Problem to work on:
Wherever the string "keys" appears in the listing, copy that line.

══ Provided records ══

PR #745, opened 2026-07-18
feat: automatic branch identity via injected call-site keys

### LINKED ISSUE #744: Automatic branch identity: inject call-site keys on conditional view arms so only list items need manual keys
## Problem

Foldkit currently requires a key on every branching view position: route tag matches, tagged-union branches, ternaries, if/else chains. The View Architecture section of CLAUDE.md and the keying page (`packages/website/src/page/bestPractices/keying.ts`) spend most of their length on rules for this, and it is the worst part of writing Foldkit views. The target guidance is what React and SwiftUI users get: key list items, nothing else.

The mechanics of why the rule exists. Snabbdom decides "same element, patch in place" vs "different element, replace" with `sameVnode`, which compares `(key, data.is, sel)`. Foldkit's html factory routes classes and ids through vnode data, so `sel` is just the bare tag name. Two branches that both render a `div` root are therefore indistinguishable to the differ: it patches branch B's content into branch A's live DOM. Focus, scroll positions, uncontrolled input values, open `details`, and Mount lifecycles bleed across a logical identity change. A manual key is currently the only identity carrier, so every branch needs one, and the rule extends even to branches whose root tags differ because tag-based replacement is an accident that dies the moment a refactor aligns the tags.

═══

Solution to this exercise:
feat: automatic branch identity via injected call-site keys
### LINKED ISSUE #744: Automatic branch identity: inject call-site keys on conditional view arms so only list items need manual keys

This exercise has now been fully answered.